---------- Working data
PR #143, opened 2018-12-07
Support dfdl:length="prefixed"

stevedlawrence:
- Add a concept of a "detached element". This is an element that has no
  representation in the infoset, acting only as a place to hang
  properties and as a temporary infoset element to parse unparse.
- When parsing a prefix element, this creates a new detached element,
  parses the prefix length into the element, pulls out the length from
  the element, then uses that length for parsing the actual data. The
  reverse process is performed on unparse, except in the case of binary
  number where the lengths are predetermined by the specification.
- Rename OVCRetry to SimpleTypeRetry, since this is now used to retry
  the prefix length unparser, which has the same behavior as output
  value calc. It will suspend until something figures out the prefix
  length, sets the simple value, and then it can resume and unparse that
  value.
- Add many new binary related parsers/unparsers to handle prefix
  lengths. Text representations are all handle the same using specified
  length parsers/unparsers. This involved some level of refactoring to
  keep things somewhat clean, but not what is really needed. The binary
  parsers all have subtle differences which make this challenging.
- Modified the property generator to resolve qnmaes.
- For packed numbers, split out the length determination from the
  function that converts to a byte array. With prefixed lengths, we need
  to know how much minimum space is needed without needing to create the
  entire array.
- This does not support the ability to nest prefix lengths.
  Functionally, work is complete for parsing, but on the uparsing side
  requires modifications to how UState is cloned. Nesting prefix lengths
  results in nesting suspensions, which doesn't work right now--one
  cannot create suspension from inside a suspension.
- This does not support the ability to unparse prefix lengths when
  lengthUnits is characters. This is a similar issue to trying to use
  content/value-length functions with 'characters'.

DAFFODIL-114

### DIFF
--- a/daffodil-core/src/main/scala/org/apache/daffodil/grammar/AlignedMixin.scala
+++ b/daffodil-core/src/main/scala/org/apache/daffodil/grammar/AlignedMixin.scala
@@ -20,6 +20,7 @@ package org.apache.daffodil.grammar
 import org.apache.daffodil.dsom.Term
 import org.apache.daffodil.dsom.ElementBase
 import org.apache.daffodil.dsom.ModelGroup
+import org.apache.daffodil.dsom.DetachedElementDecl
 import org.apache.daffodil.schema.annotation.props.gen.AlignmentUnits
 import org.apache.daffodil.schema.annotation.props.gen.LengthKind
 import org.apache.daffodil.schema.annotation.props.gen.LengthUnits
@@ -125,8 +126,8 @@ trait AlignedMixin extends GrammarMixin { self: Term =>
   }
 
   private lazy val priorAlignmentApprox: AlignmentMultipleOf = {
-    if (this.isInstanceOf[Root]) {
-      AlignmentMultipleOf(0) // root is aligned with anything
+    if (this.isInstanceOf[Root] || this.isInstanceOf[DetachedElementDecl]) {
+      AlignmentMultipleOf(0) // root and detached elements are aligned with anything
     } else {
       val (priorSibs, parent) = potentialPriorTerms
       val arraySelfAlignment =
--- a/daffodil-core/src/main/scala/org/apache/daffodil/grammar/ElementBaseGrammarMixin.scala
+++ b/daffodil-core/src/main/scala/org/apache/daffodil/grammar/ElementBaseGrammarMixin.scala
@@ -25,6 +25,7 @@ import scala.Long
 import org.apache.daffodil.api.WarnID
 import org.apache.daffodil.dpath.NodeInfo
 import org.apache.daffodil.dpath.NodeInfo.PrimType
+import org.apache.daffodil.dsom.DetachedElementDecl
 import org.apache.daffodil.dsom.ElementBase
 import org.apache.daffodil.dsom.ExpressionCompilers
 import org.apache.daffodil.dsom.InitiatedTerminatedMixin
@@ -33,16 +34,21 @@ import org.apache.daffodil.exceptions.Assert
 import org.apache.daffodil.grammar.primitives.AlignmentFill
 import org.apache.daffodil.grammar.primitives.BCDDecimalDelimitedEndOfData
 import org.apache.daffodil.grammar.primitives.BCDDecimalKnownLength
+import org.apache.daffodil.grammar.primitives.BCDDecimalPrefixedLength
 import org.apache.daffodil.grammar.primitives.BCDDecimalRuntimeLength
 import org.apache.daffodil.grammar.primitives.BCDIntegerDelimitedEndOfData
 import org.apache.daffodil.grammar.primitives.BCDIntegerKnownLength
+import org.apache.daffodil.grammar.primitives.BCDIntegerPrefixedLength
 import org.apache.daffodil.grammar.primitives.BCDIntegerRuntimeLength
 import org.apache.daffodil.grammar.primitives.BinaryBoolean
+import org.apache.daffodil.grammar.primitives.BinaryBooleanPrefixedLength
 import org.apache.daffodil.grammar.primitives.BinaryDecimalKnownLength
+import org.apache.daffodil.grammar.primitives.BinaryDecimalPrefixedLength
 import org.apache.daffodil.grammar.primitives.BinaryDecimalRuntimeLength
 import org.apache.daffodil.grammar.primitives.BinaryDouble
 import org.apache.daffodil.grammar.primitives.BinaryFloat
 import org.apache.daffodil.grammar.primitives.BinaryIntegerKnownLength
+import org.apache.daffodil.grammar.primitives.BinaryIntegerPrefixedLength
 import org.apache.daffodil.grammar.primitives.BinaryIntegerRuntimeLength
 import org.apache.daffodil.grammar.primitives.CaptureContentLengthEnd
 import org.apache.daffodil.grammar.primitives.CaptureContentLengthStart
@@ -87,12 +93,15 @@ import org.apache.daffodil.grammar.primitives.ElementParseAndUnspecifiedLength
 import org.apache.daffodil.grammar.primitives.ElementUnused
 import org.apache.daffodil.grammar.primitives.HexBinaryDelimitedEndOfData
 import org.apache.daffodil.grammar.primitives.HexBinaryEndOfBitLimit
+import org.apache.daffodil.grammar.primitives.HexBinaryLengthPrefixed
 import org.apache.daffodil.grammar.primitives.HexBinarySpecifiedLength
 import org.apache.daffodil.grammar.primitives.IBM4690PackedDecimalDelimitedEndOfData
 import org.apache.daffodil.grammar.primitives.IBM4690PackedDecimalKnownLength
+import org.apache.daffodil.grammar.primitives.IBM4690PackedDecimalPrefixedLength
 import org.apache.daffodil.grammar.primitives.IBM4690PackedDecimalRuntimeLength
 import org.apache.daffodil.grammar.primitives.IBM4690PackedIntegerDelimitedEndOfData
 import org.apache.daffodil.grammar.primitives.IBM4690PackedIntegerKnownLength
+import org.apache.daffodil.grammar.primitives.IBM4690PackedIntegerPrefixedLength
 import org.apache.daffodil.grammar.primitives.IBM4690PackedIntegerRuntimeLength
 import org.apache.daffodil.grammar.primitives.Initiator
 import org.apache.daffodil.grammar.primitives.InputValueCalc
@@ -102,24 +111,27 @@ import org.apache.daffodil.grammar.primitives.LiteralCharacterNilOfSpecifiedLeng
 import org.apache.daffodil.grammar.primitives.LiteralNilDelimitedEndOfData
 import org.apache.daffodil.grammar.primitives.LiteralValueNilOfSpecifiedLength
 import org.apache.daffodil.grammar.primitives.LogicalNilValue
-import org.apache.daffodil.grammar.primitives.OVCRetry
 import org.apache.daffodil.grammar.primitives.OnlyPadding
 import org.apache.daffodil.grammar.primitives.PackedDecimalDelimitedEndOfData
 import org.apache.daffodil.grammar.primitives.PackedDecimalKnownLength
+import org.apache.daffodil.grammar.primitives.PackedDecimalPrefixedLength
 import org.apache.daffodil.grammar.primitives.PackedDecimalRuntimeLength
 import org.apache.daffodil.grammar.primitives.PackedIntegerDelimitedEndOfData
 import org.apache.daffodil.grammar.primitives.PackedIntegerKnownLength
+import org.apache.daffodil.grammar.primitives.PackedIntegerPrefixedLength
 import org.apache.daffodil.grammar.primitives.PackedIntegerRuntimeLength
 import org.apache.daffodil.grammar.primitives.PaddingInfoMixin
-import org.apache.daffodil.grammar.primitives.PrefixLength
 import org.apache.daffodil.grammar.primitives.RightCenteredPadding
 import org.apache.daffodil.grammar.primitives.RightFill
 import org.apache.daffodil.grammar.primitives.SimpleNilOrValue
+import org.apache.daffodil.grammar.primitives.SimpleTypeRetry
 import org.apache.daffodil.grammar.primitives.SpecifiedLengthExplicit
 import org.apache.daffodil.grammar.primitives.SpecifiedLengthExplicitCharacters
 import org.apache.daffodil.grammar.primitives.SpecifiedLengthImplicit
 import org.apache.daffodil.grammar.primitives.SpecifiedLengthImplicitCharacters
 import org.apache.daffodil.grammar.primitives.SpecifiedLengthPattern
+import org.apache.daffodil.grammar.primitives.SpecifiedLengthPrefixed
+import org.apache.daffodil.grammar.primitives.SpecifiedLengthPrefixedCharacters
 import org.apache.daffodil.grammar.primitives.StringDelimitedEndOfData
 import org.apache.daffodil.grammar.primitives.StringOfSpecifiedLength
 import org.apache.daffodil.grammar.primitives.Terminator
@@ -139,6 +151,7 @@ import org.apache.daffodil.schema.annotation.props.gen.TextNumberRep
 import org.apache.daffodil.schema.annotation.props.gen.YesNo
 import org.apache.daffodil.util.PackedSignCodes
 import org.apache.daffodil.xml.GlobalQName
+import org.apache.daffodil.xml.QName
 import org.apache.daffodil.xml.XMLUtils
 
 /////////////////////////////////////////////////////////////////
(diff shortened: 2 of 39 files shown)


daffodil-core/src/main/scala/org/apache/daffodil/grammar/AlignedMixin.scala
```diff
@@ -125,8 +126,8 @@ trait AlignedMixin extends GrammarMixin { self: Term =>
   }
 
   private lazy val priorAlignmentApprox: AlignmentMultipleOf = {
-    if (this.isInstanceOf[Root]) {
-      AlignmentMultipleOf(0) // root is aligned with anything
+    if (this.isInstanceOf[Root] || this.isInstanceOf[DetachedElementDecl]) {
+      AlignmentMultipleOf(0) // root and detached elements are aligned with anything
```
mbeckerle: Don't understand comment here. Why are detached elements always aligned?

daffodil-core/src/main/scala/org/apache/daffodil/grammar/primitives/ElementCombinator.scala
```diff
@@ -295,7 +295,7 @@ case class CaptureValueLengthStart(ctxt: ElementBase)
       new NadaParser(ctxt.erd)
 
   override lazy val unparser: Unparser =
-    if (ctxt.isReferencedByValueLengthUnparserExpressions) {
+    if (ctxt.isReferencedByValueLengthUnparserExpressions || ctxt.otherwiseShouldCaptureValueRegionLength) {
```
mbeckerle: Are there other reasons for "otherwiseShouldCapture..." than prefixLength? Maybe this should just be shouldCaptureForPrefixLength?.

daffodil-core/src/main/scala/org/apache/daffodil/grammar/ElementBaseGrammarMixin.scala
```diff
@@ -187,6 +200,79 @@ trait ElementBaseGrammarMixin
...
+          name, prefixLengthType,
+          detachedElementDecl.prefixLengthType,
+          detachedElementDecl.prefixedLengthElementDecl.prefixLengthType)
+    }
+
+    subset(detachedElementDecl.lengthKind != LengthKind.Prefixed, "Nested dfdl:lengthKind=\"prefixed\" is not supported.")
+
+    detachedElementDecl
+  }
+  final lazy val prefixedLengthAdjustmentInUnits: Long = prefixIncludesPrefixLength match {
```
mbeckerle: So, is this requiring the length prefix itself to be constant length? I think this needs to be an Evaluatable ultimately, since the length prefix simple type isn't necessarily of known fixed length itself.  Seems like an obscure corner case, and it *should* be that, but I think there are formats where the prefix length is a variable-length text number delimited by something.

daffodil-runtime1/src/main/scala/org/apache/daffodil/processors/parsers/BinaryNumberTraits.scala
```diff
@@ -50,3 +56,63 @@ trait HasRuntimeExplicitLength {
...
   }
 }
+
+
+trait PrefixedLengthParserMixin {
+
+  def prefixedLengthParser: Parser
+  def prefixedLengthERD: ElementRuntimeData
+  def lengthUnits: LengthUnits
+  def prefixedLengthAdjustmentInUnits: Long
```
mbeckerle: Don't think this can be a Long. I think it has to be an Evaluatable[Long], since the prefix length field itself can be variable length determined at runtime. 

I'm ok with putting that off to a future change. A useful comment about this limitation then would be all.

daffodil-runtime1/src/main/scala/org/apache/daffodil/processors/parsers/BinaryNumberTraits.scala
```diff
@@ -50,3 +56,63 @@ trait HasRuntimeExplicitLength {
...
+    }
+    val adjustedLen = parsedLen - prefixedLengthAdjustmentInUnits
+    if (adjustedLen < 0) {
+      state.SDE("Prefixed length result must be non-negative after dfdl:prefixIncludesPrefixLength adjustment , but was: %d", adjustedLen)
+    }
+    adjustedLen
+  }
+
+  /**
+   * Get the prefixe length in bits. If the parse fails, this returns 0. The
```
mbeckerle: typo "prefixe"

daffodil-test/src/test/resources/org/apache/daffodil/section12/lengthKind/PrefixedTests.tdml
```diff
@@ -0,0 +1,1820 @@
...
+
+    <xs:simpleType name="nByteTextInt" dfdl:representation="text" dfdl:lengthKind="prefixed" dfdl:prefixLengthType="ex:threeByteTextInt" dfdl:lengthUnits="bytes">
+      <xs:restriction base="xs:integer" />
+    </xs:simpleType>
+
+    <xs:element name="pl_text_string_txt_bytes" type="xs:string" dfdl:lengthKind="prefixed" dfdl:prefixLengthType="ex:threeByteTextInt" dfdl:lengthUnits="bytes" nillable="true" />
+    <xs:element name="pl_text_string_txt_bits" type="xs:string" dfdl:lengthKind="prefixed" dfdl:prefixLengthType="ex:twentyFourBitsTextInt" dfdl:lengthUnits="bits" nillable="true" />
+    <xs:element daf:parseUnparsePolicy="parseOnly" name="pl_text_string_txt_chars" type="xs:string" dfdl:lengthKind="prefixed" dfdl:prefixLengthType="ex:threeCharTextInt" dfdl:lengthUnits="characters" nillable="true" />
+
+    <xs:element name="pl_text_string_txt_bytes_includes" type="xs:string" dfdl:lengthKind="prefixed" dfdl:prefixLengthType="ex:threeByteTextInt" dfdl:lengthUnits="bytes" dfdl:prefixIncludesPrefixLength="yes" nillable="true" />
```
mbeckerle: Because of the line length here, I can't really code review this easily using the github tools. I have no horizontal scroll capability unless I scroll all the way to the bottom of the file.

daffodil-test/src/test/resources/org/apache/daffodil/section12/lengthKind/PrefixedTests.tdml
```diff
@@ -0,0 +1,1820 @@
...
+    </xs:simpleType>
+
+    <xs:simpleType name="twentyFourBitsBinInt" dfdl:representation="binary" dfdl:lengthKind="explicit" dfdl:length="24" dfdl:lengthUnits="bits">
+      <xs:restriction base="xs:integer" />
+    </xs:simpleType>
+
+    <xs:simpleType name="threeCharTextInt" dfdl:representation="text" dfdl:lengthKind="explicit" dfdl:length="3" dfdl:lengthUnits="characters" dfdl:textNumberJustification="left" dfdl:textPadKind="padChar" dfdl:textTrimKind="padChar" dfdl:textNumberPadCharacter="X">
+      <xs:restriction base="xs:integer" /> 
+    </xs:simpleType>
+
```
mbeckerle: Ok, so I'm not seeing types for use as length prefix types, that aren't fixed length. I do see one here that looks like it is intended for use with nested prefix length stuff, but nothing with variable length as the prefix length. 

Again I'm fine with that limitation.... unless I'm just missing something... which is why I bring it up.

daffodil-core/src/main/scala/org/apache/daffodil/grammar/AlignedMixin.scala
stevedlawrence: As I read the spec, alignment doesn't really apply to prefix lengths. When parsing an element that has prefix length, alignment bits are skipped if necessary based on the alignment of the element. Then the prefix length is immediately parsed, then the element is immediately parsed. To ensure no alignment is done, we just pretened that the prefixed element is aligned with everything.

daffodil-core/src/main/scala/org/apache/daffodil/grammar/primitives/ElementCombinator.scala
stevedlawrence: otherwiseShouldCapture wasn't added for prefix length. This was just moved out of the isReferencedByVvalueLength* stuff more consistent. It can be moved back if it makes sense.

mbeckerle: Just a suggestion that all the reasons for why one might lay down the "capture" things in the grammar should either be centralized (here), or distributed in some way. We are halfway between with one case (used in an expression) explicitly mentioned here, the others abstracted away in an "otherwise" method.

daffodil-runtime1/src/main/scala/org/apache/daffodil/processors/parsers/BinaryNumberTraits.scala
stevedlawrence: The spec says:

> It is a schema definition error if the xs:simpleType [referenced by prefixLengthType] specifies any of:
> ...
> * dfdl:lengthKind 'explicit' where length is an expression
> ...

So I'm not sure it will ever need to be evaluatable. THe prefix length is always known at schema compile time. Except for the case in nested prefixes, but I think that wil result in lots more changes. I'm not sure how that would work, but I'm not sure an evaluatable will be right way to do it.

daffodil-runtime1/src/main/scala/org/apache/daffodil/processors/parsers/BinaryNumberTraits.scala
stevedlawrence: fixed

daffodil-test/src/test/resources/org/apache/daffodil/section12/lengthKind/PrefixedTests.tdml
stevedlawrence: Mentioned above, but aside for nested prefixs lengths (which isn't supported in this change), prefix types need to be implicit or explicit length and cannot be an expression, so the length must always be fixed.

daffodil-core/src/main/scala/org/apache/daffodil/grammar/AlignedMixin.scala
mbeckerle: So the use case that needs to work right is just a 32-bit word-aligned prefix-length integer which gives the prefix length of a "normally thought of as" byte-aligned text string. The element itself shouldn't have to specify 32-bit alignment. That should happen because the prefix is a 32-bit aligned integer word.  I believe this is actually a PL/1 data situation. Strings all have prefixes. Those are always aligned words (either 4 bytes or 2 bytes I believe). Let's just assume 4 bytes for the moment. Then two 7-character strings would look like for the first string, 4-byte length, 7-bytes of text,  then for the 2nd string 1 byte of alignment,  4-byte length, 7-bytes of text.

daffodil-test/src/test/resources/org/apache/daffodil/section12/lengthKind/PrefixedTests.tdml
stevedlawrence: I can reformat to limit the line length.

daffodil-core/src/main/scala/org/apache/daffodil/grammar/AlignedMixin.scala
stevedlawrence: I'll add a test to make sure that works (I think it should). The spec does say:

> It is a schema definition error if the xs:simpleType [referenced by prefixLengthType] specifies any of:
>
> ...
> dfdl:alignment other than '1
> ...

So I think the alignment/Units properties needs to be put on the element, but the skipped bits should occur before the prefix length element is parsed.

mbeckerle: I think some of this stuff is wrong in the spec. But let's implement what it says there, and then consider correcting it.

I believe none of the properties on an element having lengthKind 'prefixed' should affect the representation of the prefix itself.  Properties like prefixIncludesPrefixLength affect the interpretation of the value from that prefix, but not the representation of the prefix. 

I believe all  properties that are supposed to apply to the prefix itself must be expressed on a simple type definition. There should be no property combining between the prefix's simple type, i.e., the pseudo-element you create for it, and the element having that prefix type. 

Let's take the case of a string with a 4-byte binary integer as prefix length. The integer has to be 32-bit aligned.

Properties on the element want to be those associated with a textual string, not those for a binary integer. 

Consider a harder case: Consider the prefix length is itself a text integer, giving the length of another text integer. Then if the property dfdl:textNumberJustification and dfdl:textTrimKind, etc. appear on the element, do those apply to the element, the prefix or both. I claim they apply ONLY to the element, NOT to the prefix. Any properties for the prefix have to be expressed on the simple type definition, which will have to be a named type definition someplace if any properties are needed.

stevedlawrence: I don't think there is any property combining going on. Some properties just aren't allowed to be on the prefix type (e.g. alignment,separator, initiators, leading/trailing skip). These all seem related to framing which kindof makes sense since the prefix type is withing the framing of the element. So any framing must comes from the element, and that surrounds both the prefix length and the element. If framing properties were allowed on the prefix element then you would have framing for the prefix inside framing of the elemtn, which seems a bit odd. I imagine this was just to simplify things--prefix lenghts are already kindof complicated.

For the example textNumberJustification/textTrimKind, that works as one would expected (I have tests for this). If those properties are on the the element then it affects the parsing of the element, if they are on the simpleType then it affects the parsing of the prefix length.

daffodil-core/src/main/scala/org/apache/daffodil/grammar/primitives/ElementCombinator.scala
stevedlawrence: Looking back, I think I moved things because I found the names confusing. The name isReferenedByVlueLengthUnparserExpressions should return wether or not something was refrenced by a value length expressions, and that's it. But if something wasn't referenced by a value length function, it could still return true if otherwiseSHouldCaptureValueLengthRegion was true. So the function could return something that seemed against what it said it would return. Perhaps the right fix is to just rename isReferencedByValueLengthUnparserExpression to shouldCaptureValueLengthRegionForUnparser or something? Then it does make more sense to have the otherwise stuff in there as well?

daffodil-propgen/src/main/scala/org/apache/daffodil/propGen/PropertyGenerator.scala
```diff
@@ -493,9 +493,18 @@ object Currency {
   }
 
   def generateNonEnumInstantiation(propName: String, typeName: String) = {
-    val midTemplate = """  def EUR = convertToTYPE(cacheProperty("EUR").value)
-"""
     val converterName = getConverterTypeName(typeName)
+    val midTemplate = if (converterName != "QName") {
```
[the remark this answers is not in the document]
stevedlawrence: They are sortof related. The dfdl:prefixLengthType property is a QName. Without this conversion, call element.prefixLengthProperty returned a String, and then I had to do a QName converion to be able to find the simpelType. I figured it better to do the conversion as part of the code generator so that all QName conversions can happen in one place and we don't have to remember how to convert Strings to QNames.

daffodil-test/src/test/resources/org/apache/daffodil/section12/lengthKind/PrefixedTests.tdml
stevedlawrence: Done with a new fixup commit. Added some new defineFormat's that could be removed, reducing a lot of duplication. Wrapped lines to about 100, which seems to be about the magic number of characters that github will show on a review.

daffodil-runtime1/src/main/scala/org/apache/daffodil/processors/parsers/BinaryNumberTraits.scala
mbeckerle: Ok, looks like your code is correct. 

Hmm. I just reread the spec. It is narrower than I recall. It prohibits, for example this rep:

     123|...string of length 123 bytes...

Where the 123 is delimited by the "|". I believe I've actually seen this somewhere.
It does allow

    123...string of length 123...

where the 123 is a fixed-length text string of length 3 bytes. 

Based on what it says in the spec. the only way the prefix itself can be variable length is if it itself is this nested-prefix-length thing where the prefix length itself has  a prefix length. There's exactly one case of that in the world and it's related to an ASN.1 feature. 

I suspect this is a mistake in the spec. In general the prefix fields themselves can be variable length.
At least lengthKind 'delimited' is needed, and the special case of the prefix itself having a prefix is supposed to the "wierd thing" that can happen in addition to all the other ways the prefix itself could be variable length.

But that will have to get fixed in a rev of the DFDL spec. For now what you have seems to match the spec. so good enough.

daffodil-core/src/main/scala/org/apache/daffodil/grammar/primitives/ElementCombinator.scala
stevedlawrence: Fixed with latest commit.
--------------------
## Work to complete
Where the string "about" occurs in a line of the listing, copy the line.

## Written response
I'm ok with putting that off to a future change. A useful comment about this limitation then would be all.
stevedlawrence: Done with a new fixup commit. Added some new defineFormat's that could be removed, reducing a lot of duplication. Wrapped lines to about 100, which seems to be about the magic number of characters that github will show on a review.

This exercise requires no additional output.